A Câmara Municipal de Feira de Santana aprovou, em sessão extraordinária realizada na quarta-feira (04/03/2026), um Projeto de Lei Complementar de autoria do Poder Executivo que disciplina o reajuste de benefícios previdenciários de servidores municipais. A proposta altera a Lei Complementar nº 161/2025, com a inclusão de novas regras no artigo 3º da legislação.
O projeto aprovado estabelece critérios relacionados à concessão e ao reajuste de aposentadorias e pensões vinculadas ao Regime Próprio de Previdência Social (RPPS) do município.
De acordo com o texto, as alterações buscam definir parâmetros legais para a atualização dos benefícios previdenciários pagos a servidores municipais e seus dependentes.
Projeto altera regras da Lei Complementar nº 161/2025
A proposta aprovada acrescenta nova redação ao artigo 3º da Lei Complementar nº 161/2025, que trata da concessão de benefícios previdenciários aos servidores públicos municipais.
O dispositivo prevê que a concessão de aposentadoria ao servidor vinculado ao Regime Próprio de Previdência Social e a pensão por morte aos dependentes será assegurada a qualquer tempo, desde que os requisitos legais para obtenção do benefício tenham sido cumpridos antes da data de vigência da nova lei.
A norma determina ainda que os critérios aplicáveis devem observar a legislação vigente no momento em que o servidor adquiriu o direito ao benefício.
Com isso, o projeto busca garantir segurança jurídica para servidores e dependentes em relação ao reconhecimento de direitos previdenciários já adquiridos.
Reajuste de benefícios dependerá de lei específica e estudo atuarial
O texto aprovado também inclui o parágrafo 3º no artigo 3º da lei, estabelecendo regras para o reajuste de benefícios calculados com base na média aritmética das contribuições previdenciárias.
De acordo com o dispositivo, os benefícios fixados com base nessa regra somente poderão ser reajustados por meio de leis específicas, que deverão ser aprovadas posteriormente pelo Poder Legislativo municipal.
Além disso, a atualização dos valores dependerá da realização prévia de estudo de impacto atuarial, mecanismo utilizado para avaliar a sustentabilidade financeira do sistema previdenciário.

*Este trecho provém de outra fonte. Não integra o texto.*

PR #911, opened 2019-11-17
Xenohumans patch

zozilin:
Might not work until mod author removes the outdated patch from the mod itself.


Tostov:
Xenohumans have innate armor but use the human body type, so it won't apply. It may be worth giving them a custom bodytype identical to the human one with added CoveredByNaturalArmor groups on the appropriate body bits.

zozilin:
I don't really now how to do that.

PR #914, opened 2019-11-18
Add natural armor for humans

LockdownX7:
Adds CoveredByNaturalArmor to human outer body parts, allowing alien races using the human bodyDef to have sharp/blunt armor applied.

### DIFF
--- a/Patches/Core/Bodies/Bodies_Humanlike/Human.xml
+++ b/Patches/Core/Bodies/Bodies_Humanlike/Human.xml
@@ -199,13 +199,6 @@
   </Operation>
 
   <Operation Class="PatchOperationAdd">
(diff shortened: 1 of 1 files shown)


Patches/Core/Bodies/Bodies_Humanlike/Human.xml
```diff
@@ -175,5 +175,105 @@
...
+  </Operation>
+
+  <Operation Class="PatchOperationAdd">
+    <xpath>Defs/BodyDef[defName = "Human"]/corePart/parts/li[def="Neck"]/parts/li[def = "Head"]/groups</xpath>
+    <value>
+      <li>CoveredByNaturalArmor</li>
+    </value>
+  </Operation>
+
+  <Operation Class="PatchOperationAdd">
```
NoImageAvailable: Skull is an interior part and should not be covered

PR #917, opened 2019-11-20
Remove Slash

LockdownX7:


LockdownX7:
I included a merge from master so that the change would cover all integrated patches, these 2 commits are the only changes relevant to the PR:
d209604 
f13d3fb

LockdownX7:
If #924 is merged, I'll cover the recent patches in this PR as well.

PR #921, opened 2019-11-23
CE Patch for Kijin 2.0

Tostov:
Compatability patch for Kijin 2.0.

There's apparently texture bugs or something that occur, but I didn't run into any testing the stuff.


NoImageAvailable:
Is a separate ammo set actually warranted?

Tostov:
Both bows are pretty much designed around their abillity to apply their respective statuses, i.e. setting targets on fire  for the fire bow or the mod's poison hediff for the poison one.

Giving them custom ammo sets that addtionally apply their respective effects seemed like the simpler method, as compared to giving each a individual new ammo to have.

zozilin:
I get pink squares for any headwear on Kijin.

NoImageAvailable:
I'm talking about whether this ammo is specific enough to be race-specific. Flaming/poisoned arrows are generic enough they could show up in other mods.

Tostov:
That's a fair call. Should I add them to this PR, or should a new one be opened since they'd be non-specific to this patch?

Dyrewulfe:
I'm working on a fix for the rendering issues.

NoImageAvailable:
Just add them to this patch

Defs/Ammo/Neolithic/Arrows.xml
```diff
@@ -18,6 +18,8 @@
       <Ammo_Arrow_Stone>Projectile_Arrow_Stone</Ammo_Arrow_Stone>
       <Ammo_Arrow_Steel>Projectile_Arrow_Steel</Ammo_Arrow_Steel>
       <Ammo_Arrow_Plasteel>Projectile_Arrow_Plasteel</Ammo_Arrow_Plasteel>
+	  <Ammo_Arrow_Venom>Projectile_Arrow_Venom</Ammo_Arrow_Venom>
+	  <Ammo_Arrow_Plasteel>Projectile_Arrow_Flame</Ammo_Arrow_Plasteel>
```
LockdownX7: Ammo_Arrow_Plasteel should be Ammo_Arrow_Flame

AthenaSulisMinerva:
@Tostov - How were the crafting and damage stats for the Venom and Flame arrow ammo types calculated?

Tostov:
Venom matches steel but uses the venomarrow damage type (which works in the same manner as the snake bite damage type, though should have appropriate labels). Flame is half steel rounding down.

Crafting/Value for herbal matches FSX (for easy conversion on the ammo chart, and crafting the venom would take some time anyway, so it has the same processing value). Flame uses added prometium to recipe requirements on the table, and therefore increases the build time/value accordingly. PR has been made to standardize this properly.

AthenaSulisMinerva:
@Tostov - we have not been able to reproduce your values using the current CE 1.6/1.8+ projectiles spreadsheet:

https://docs.google.com/spreadsheets/d/1-y3KCuTM_vJnxw-gQPl5KIiz7ySd7fw9P6Wx4zB5bZg/edit#gid=1393347070

capture 01

capture 02

capture 03

capture 04

Could you show us the calculations from your spreadsheet?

O objetivo da medida é garantir equilíbrio financeiro e atuarial do regime previdenciário municipal, considerando as obrigações futuras com aposentadorias e pensões.
Índice de reajuste terá limite vinculado ao IPCA
O projeto também define parâmetros para eventual reajuste dos benefícios previdenciários calculados pela média aritmética.
De acordo com o texto aprovado, o índice máximo de reajuste terá como referência o Índice Nacional de Preços ao Consumidor Amplo (IPCA), utilizado como indicador oficial da inflação no país.
A legislação estabelece ainda a possibilidade de acréscimo de juros simples de 0,43%, respeitando os limites previstos na norma.
Segundo a redação da proposta, o objetivo é assegurar autonomia administrativa e financeira ao ente municipal na gestão do regime previdenciário, mantendo parâmetros legais para a atualização dos benefícios.
Medida integra ajustes na legislação previdenciária municipal
A aprovação do projeto integra o conjunto de adequações na legislação previdenciária municipal relacionadas ao funcionamento do Regime Próprio de Previdência Social dos servidores de Feira de Santana.
Com a mudança, passam a ser definidos procedimentos legais para concessão e reajuste de aposentadorias e pensões, além de estabelecer critérios para atualização dos valores pagos aos beneficiários.
A nova regra entra no conjunto de medidas voltadas à gestão financeira e atuarial do sistema previdenciário municipal, que exige planejamento de longo prazo para garantir o pagamento dos benefícios.